Florentino Pérez se prepara para un verano de alto voltaje. El presidente del Real Madrid está dispuesto a soltar la billetera y ya tiene un nombre subrayado en rojo: Michael Olise, la nueva gran obsesión blanca.
El dirigente madridista contempla una ofensiva descomunal por el extremo de Bayern Munich, uno de los futbolistas más en forma del panorama europeo. Según las informaciones, en el Bernabéu estudian un ofrecimiento cercano a los 184 millones de dólares (160 millones de euros) por el francés de 24 años, casi el triple de lo que el club alemán pagó a Crystal Palace. Una apuesta de gigante por un jugador que apenas vive su segunda temporada en la Bundesliga, pero que ya se ha instalado entre la élite del continente.
Y Olise es solo la punta del iceberg.
El lateral derecho, en el centro del debate: Diogo Dalot entra en escena
La planificación deportiva apunta a una remodelación profunda. Con la salida de su capitán, Dani Carvajal, considerada muy probable este verano, el Real Madrid ha puesto el foco en la Premier League para reforzar el lateral derecho.
El elegido es Diogo Dalot, de Manchester United. En el club blanco le ven como un competidor directo en el carril diestro para Trent Alexander-Arnold, fichado el verano pasado. No se trataría de un simple parche, sino de una apuesta seria por un jugador en plena madurez.
Las cifras que se manejan rondan los 34 millones de dólares (30 millones de euros) por el internacional portugués, una cantidad asumible dentro del nuevo escenario de gasto que maneja la directiva. Un movimiento que, de concretarse, confirmaría el giro radical en la banda derecha del conjunto de Chamartín.
Chema Andrés, el canterano que obliga a mirar de nuevo a la Bundesliga
No todo pasa por grandes cheques y nombres rutilantes. En los despachos del Bernabéu también vigilan con atención a un viejo conocido: Chema Andrés, centrocampista de Stuttgart.
Formado en la academia del Real Madrid, el español se ha destapado esta temporada en la Bundesliga hasta llamar la atención de Newcastle United. Las actuaciones del medio han despertado el interés de la Premier, pero la situación tiene una arista clave: el club blanco conserva una cláusula de recompra del 50 % y, con ella, la primera opción para traerle de vuelta.

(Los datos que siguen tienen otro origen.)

PR #4004, opened 2024-01-12
ElementR: fix emoji verification stalling when both ends hit start at the same time

uhoreg:
fixes https://github.com/element-hq/element-web/issues/26723

When both ends hit "start", one of the sides will "win" and the other will "lose".  The Rust crypto crate on the losing side replaces the SAS verifier with a new one.  The current code does not detect this, and continues trying to use the old one.  This PR switches the verifier to the new one when it changes.

## Checklist

---

## 🐛 Bug Fixes
 * ElementR: fix emoji verification stalling when both ends hit start at the same time ([\#4004](https://github.com/matrix-org/matrix-js-sdk/pull/4004)). Fixes element-hq/element-web#26723.


BillCarsonFr (commented):
Just a few questions

src/rust-crypto/verification.ts
```diff
@@ -658,6 +673,14 @@ export class RustSASVerifier extends BaseRustVerifer<RustSdkCryptoJs.Sas> implem
 
     /** if we can now show the callbacks, do so */
     protected onChange(): void {
+        if (this.started) {
```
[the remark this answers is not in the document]
uhoreg: Yes, if we already accepted with that Rust SAS struct, then `this.inner.accept()` will return `undefined`, so it will be a no-op.  I'll clarify in the comment.

src/rust-crypto/verification.ts
```diff
@@ -649,6 +663,7 @@ export class RustSASVerifier extends BaseRustVerifer<RustSdkCryptoJs.Sas> implem
      *    or times out.
      */
     public async verify(): Promise<void> {
+        this.started = true;
```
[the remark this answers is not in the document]
uhoreg: I moved the assignment to after the request is made, instead, since we don't really need it set right away.

BillCarsonFr (approved):

src/rust-crypto/verification.ts
```diff
@@ -75,11 +75,15 @@ export class RustVerificationRequest
         const onChange = async (): Promise<void> => {
             const verification: RustSdkCryptoJs.Qr | RustSdkCryptoJs.Sas | undefined = this.inner.getVerification();
 
-            // If we now have a `Verification` where we lacked one before, or we have transitioned from QR to SAS,
-            // wrap the new rust Verification as a js-sdk Verifier.
             if (verification instanceof RustSdkCryptoJs.Sas) {
                 if (this._verifier === undefined || this._verifier instanceof RustQrCodeVerifier) {
+                    // If we now have a `Verification` where we lacked one before, or we have transitioned from QR to SAS,
+                    // wrap the new rust Verification as a js-sdk Verifier.
```
richvdh, line 81: There are two branches to this `if` statement (`if (verification instanceof RustSdkCryptoJs.Sas)`, and `else if (verification instanceof RustSdkCryptoJs.Qr && this._verifier === undefined)`), and this comment applies to both of them. By moving it in here, it's somewhat less clear.

src/rust-crypto/verification.ts
```diff
@@ -653,11 +667,22 @@ export class RustSASVerifier extends BaseRustVerifer<RustSdkCryptoJs.Sas> implem
         if (req) {
             await this.outgoingRequestProcessor.makeOutgoingRequest(req);
         }
+        this.started = true;
```
richvdh, line 670: It might be better to call this `accepted`, since the bit we care about is calling `inner.accept()`? It's confusing either way (since it could mean sending either an `m.k.v.start` *or* an `m.k.v.accept`), but I think `accepted` would be slightly less confusing?

(also, it's not the same as `VerificationPhase.Started`)

src/rust-crypto/verification.ts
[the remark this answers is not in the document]
richvdh: can we not intercept `setInner` and just do this logic then?

src/rust-crypto/verification.ts
```diff
@@ -450,15 +454,16 @@ abstract class BaseRustVerifer<InnerType extends RustSdkCryptoJs.Qr | RustSdkCry
...
     public constructor(
-        protected readonly inner: InnerType,
+        protected inner: InnerType,
         protected readonly outgoingRequestProcessor: OutgoingRequestProcessor,
     ) {
         super();
 
         this.completionPromise = new Promise<void>((resolve, reject) => {
-            const onChange = async (): Promise<void> => {
+            const onChange = (this.onChangeCallback = async (): Promise<void> => {
```
richvdh, line 466: get rid of `onChange` and just use `this.onChangeCallback` below?

src/rust-crypto/verification.ts
```diff
@@ -450,15 +454,16 @@ abstract class BaseRustVerifer<InnerType extends RustSdkCryptoJs.Qr | RustSdkCry
 > {
     /** A promise which completes when the verification completes (or rejects when it is cancelled/fails) */
     protected readonly completionPromise: Promise<void>;
+    private onChangeCallback: (() => Promise<void>) | undefined = undefined;
```
richvdh, line 457: Given we know that `onChangeCallback` will be set in the constructor, I think there's a way to tell typescript that.

```suggestion
    private onChangeCallback!: () => Promise<void>;
```

or something to that effect, IIRC

src/rust-crypto/verification.ts
richvdh, line 670: set this *before* `await this.outgoingRequestProcessor.makeOutgoingRequest(req);`, in case the new `Verification` arrives while we're sending the `m.key.verification.start`? Not sure if that's possible, but moving the assignment would save me worrying about it.

src/rust-crypto/verification.ts
```diff
@@ -75,11 +75,15 @@ export class RustVerificationRequest
...
             if (verification instanceof RustSdkCryptoJs.Sas) {
                 if (this._verifier === undefined || this._verifier instanceof RustQrCodeVerifier) {
+                    // If we now have a `Verification` where we lacked one before, or we have transitioned from QR to SAS,
+                    // wrap the new rust Verification as a js-sdk Verifier.
                     this.setVerifier(new RustSASVerifier(verification, this, outgoingRequestProcessor));
+                } else if (this._verifier instanceof RustSASVerifier) {
+                    // We may get a new rust `Verification` if both parties try to start the verification at the same time,
+                    // but we lose the tie breaking.
+                    this._verifier.setInner(verification);
                 }
```
richvdh, line 87: Did you consider replacing the `RustSASVerifier`, rather than updating the existing one? When I designed this, I was rather hoping to avoid having to do this sort of switcheroo, and it feels like a replacement might be simpler.

If it's a case of documenting that clients aren't allowed to hold onto a handle to the verifier, that would be ok I think.

But there might be more fundamental reasons that won't work.

src/rust-crypto/verification.ts
```diff
@@ -475,13 +480,21 @@ abstract class BaseRustVerifer<InnerType extends RustSdkCryptoJs.Qr | RustSdkCry
...
                 this.emit(VerificationRequestEvent.Change);
-            };
+            });
             inner.registerChangesCallback(onChange);
         });
         // stop the runtime complaining if nobody catches a failure
         this.completionPromise.catch(() => null);
     }
 
+    public setInner(inner: InnerType): void {
```
richvdh, line 490: given this is `public` (if only in this file), would be good to document it.

richvdh (changes requested):

src/rust-crypto/verification.ts
uhoreg: I think the client can call `.verify()` on the `RustSASVerifier`, which is supposed to return once the verification succeeds, but that won't work if a new `RustSASVerifier` is used.

src/rust-crypto/verification.ts
uhoreg: done

src/rust-crypto/verification.ts
uhoreg: Moved the comment back and modified it

src/rust-crypto/verification.ts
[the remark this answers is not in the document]
uhoreg: added an `onSetInner` function that gets called when `setInner` actually changes the `inner`.

src/rust-crypto/verification.ts
uhoreg: I originally had it before, but moved it to after, in response to https://github.com/matrix-org/matrix-js-sdk/pull/4004#discussion_r1462921558  I've now moved it back to before, but wrapped the acceptance in a try-catch to address the original comment.

However, thinking about this more, I don't think we even need the ~`.started`~ `.accepted` variable.  We will only ever call `.setInner` if we started a verification, but lost the tie breaker.  So in that case, we know we definitely do want to send an acceptance.  Does that sound right?

src/rust-crypto/verification.ts
```diff
@@ -664,26 +677,28 @@ export class RustSASVerifier extends BaseRustVerifer<RustSdkCryptoJs.Sas> implem
...
+            await this.sendAccept();
+        } catch (e) {
+            this.accepted = false;
+            throw e;
+        }
+        await this.completionPromise;
+    }
+
+    /**
+     * Send the accept event, if it hasn't already been sent
```
richvdh, line 691:
```suggestion
     * Send the accept or start event, if it hasn't already been sent
```

src/rust-crypto/verification.ts
richvdh: yeah, that sounds right.

(It would be nice if we could introspect the old `RustSdkCryptoJs.Sas` to double-check that it thinks we have `accept`ed, but I that doesn't seem to be exposed in the API, so let's just assume it.)

src/rust-crypto/verification.ts
```diff
@@ -477,19 +483,39 @@ abstract class BaseRustVerifer<InnerType extends RustSdkCryptoJs.Qr | RustSdkCry
...
         this.completionPromise.catch(() => null);
     }
 
+    /**
+     * Replace the inner Rust verifier with a different one.
+     *
+     * @param inner - the new Rust verifier
+     * @internal
+     */
+    public setInner(inner: InnerType): void {
```
richvdh, line 498: this should maybe be `replaceInner` rather than `setInner`, but that is somewhat gold-plating

src/rust-crypto/verification.ts
```diff
@@ -451,15 +456,16 @@ abstract class BaseRustVerifer<InnerType extends RustSdkCryptoJs.Qr | RustSdkCry
...
     public constructor(
-        protected readonly inner: InnerType,
+        protected inner: InnerType,
         protected readonly outgoingRequestProcessor: OutgoingRequestProcessor,
     ) {
         super();
 
         this.completionPromise = new Promise<void>((resolve, reject) => {
-            const onChange = async (): Promise<void> => {
+            this.onChangeCallback = async (): Promise<void> => {
```
richvdh, line 468: I'm looking at this again and feeling like we're jumping through hoops here. Suggestion:

 * Replace `completionPromise` with a deferred (`defer()` in `js-sdk/src/utils.ts`). Critically, that means that we can hoist this code out of the closure.
 * Turn `onChangeCallback` into a regular async method. Combine it with `onChange`; the subclasses can override it and call `super.onChange()` in the overriding impl.

src/rust-crypto/verification.ts
```diff
@@ -477,19 +483,39 @@ abstract class BaseRustVerifer<InnerType extends RustSdkCryptoJs.Qr | RustSdkCry
...
      *
      * Can be overridden by subclasses to see if we can notify the application about an update.
      */
     protected onChange(): void {}
 
+    /**
+     * Hook which is called when the underlying rust class is changed by calling `setInner`.
+     */
+    protected onSetInner(): void {}
+
```
richvdh, line 518: I rather imagined that you would move ~~`setInner`~~ `replaceInner` into `RustSASVerifier`. All these callback hooks feel complicated.

src/rust-crypto/verification.ts
uhoreg: Ah, I didn't know we had a `defer`. :+1:

uhoreg: OK, I tried doing so, but tests are failing, so I must be doing something wrong.  It's giving errors like:

```
  ● verification (rust-sdk) › cancellation › can cancel in the ShowQrCodeCallbacks

    RuntimeError: unreachable

      at std::panicking::rust_panic_with_hook::h366c91ab824150d6 (wasm:/wasm/014eee0e:1:2591137)
      at core::panicking::panic_fmt::h9728c4a03fdab7ce (wasm:/wasm/014eee0e:1:3444709)
      at matrix_sdk_crypto_wasm::machine::promise_result_to_future::{{closure}}::hb5a608792e59a66e (wasm:/wasm/014eee0e:1:1744633)
      at matrix_sdk_crypto_wasm::verification::send_change_info_to_callback::{{closure}}::hae64d2c5c9c49bef (wasm:/wasm/014eee0e:1:1394630)
      at matrix_sdk_crypto_wasm::verification::Qr::register_changes_callback::{{closure}}::ha47e9b5b026dda4b (wasm:/wasm/014eee0e:1:1750252)
      at wasm_bindgen_futures::queue::Queue::new::{{closure}}::h7ef0740be65eb2e0 (wasm:/wasm/014eee0e:1:2130242)
      at wasm_bindgen::convert::closures::invoke1_mut::h638884e1ee5d047c (wasm:/wasm/014eee0e:1:3559764)
      at wasm_bindgen__convert__closures__invoke1_mut__h638884e1ee5d047c (../matrix-rust-sdk-crypto-wasm/pkg/matrix_sdk_crypto_wasm.js:275:10)
      at f (../matrix-rust-sdk-crypto-wasm/pkg/matrix_sdk_crypto_wasm.js:217:20)

  ● verification (rust-sdk) › cancellation › can cancel in the ShowQrCodeCallbacks

    thrown: "Exceeded timeout of 5000 ms for a test.
    Add a timeout value to this test to increase the timeout, if this is a long-running test. See https://jestjs.io/docs/api#testname-fn-timeout."

      787 |         });
      788 |
    > 789 |         it("can cancel in the ShowQrCodeCallbacks", async () => {
          |         ^
      790 |             // have alice initiate a verification. She should send a m.key.verification.request
      791 |             const [, request] = await Promise.all([
      792 |                 expectSendToDeviceMessage("m.key.verification.request"),

      at it (spec/integ/crypto/verification.spec.ts:789:9)
      at describe (spec/integ/crypto/verification.spec.ts:716:5)
          at Array.forEach (<anonymous>)
      at Object.<anonymous> (spec/integ/crypto/verification.spec.ts:119:47)
```

The patch I currently have is:

```diff
diff --git a/src/rust-crypto/verification.ts b/src/rust-crypto/verification.ts
index a163c3a0d..18f9d0025 100644
--- a/src/rust-crypto/verification.ts
+++ b/src/rust-crypto/verification.ts
@@ -34,6 +34,7 @@ import { OutgoingRequest, OutgoingRequestProcessor } from "./OutgoingRequestProc
 import { TypedReEmitter } from "../ReEmitter";
 import { MatrixEvent } from "../models/event";
 import { EventType, MsgType } from "../@types/event";
+import { defer, IDeferred } from "../utils";
 
 /**
  * An incoming, or outgoing, request to verify a user or a device via cross-signing.
@@ -455,8 +456,7 @@ abstract class BaseRustVerifer<InnerType extends RustSdkCryptoJs.Qr | RustSdkCry
     VerifierEventHandlerMap & VerificationRequestEventHandlerMap
 > {
     /** A promise which completes when the verification completes (or rejects when it is cancelled/fails) */
-    protected readonly completionPromise: Promise<void>;
-    protected onChangeCallback!: () => Promise<void>;
+    protected readonly completionDeferred: IDeferred<void>;
 
     public constructor(
         protected inner: InnerType,
@@ -464,29 +464,29 @@ abstract class BaseRustVerifer<InnerType extends RustSdkCryptoJs.Qr | RustSdkCry
     ) {
         super();
 
-        this.completionPromise = new Promise<void>((resolve, reject) => {
-            this.onChangeCallback = async (): Promise<void> => {
-                this.onChange();
-
-                if (this.inner.isDone()) {
-                    resolve(undefined);
-                } else if (this.inner.isCancelled()) {
-                    const cancelInfo = this.inner.cancelInfo()!;
-                    reject(
-                        new Error(
-                            `Verification cancelled by ${
-                                cancelInfo.cancelledbyUs() ? "us" : "them"
-                            } with code ${cancelInfo.cancelCode()}: ${cancelInfo.reason()}`,
-                        ),
-                    );
-                }
-
-                this.emit(VerificationRequestEvent.Change);
-            };
-            inner.registerChangesCallback(this.onChangeCallback);
-        });
+        this.completionDeferred = defer();
+        inner.registerChangesCallback(() => { this.onChangeCallback() });
         // stop the runtime complaining if nobody catches a failure
-        this.completionPromise.catch(() => null);
+        this.completionDeferred.promise.catch(() => null);
+    }
+
+    protected async onChangeCallback(): Promise<void> {
+        this.onChange();
+
+        if (this.inner.isDone()) {
+            this.completionDeferred.resolve(undefined);
+        } else if (this.inner.isCancelled()) {
+            const cancelInfo = this.inner.cancelInfo()!;
+            this.completionDeferred.reject(
+                new Error(
+                    `Verification cancelled by ${
+                        cancelInfo.cancelledbyUs() ? "us" : "them"
+                     } with code ${cancelInfo.cancelCode()}: ${cancelInfo.reason()}`,
+                ),
+            );
+        }
+
+        this.emit(VerificationRequestEvent.Change);
     }
 
     /**
@@ -579,7 +579,7 @@ export class RustQrCodeVerifier extends BaseRustVerifer<RustSdkCryptoJs.Qr> impl
             this.emit(VerifierEvent.ShowReciprocateQr, this.callbacks);
         }
         // Nothing to do here but wait.
-        await this.completionPromise;
+        await this.completionDeferred.promise;
     }
 
     /**
@@ -657,7 +657,7 @@ export class RustSASVerifier extends BaseRustVerifer<RustSdkCryptoJs.Sas> implem
      */
     public async verify(): Promise<void> {
         await this.sendAccept();
-        await this.completionPromise;
+        await this.completionDeferred.promise;
     }
 
     /**
@@ -733,7 +733,7 @@ export class RustSASVerifier extends BaseRustVerifer<RustSdkCryptoJs.Sas> implem
     public replaceInner(inner: RustSdkCryptoJs.Sas): void {
         if (this.inner != inner) {
             this.inner = inner;
-            inner.registerChangesCallback(this.onChangeCallback);
+            inner.registerChangesCallback(() => { this.onChangeCallback() });
             // replaceInner will only get called if we started the verification at the same time as the other side, and we lost
             // the tie breaker.  So we need to re-accept their verification.
             this.sendAccept();
```

uhoreg: Done, except for combining with `onChange`, because I'm not sure we want to rely on remembering to call `super.onChange` when we add a new verification method.

src/rust-crypto/verification.ts
```diff
@@ -455,53 +456,39 @@ abstract class BaseRustVerifer<InnerType extends RustSdkCryptoJs.Qr | RustSdkCry
     VerifierEventHandlerMap & VerificationRequestEventHandlerMap
 > {
     /** A promise which completes when the verification completes (or rejects when it is cancelled/fails) */
```
richvdh, line 458:
```suggestion
    /** A deferred which completes when the verification completes (or rejects when it is cancelled/fails) */
```

src/rust-crypto/verification.ts
richvdh: > because I'm not sure we want to rely on remembering to call `super.onChange` when we add a new verification method.

I feel like:
 * if I were implementing a new subclass of `BaseRustVerifer`, in which I chose to override a method in that superclass... then I would remember to check if the superclass method needed calling
 * that's a pretty reasonable thing to expect of any future maintainer
 * Right now, there's nothing stopping me, as someone implementing a new verification method, from overriding `onChangeCallback` instead of `onChange` and messing things up just as badly, so any potential benefit is a bit of a placebo anyway
 * Having separate `onChangeCallback` and `onChange` methods makes the flow harder to understand

But... I'll not insist if you'd prefer to keep it this way.

richvdh (commented):
LGTM

richvdh (approved):

uhoreg:
This is ready to merge, but I'm taking this afternoon off, and I don't want to merge this and then run off right away, so I'll merge on Monday

spec/unit/rust-crypto/verification.spec.ts
```diff
@@ -152,3 +405,148 @@ function makeMockedInner(): Mocked<RustSdkCryptoJs.VerificationRequest> {
...
+    if (crossSigningSignatures[userId] && crossSigningSignatures[userId][deviceId]) {
+        for (const [keyId, signature] of Object.entries(
+            crossSigningSignatures[userId][deviceId]["signatures"][userId],
+        )) {
+            deviceKeys["signatures"][userId][keyId] = signature;
+        }
+    }
+    const crossSigningKeys = JSON.parse(uploadSigningKeysRequest.body);
+    // note: the upload signatures request and upload signing keys requests
+    // don't need to me marked as sent in the Olm machine
```
richvdh, line 444:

Newcastle aprieta, pero el Real Madrid tiene la sartén por el mango si decide recuperar a uno de sus talentos exportados. Un caso que encaja con la nueva tendencia de los grandes: rastrear fuera lo que un día ya fue suyo.
Enzo Fernández, objetivo número uno para el centro del campo
Mientras tanto, la gran operación en la medular ya tiene protagonista. Enzo Fernández, capitán de Chelsea, se ha colocado en la cima de la lista para reforzar el centro del campo madridista.
El argentino, de 25 años, gusta y mucho en la cúpula blanca. Las informaciones apuntan a un interés firme del Real Madrid, en un contexto en el que el propio Chelsea estaría abierto a escuchar ofertas por su jugador. No es el único gigante en la puja: Paris Saint-Germain también se ha posicionado por el campeón del mundo.
Con el club buscando un centrocampista de jerarquía para sostener el próximo proyecto, el nombre de Enzo se ha convertido en prioridad. Si el mercado se desata, su fichaje puede marcar buena parte del relato del verano.
Un verano decisivo en el Bernabéu
Entre el posible adiós de Carvajal, la tentación de recomprar a Chema Andrés, la batalla por Enzo Fernández y la ofensiva monumental por Michael Olise, el Real Madrid se asoma a un mercado que puede redefinir su columna vertebral.
Florentino Pérez parece dispuesto a dar otro golpe de autoridad en Europa. Falta por ver hasta dónde llegará la apuesta y cuántas de estas operaciones se convierten en realidad. Lo que sí parece claro es que el próximo curso, el vestuario del Bernabéu puede tener más de una cara nueva… y varias de ellas con etiqueta de estrella.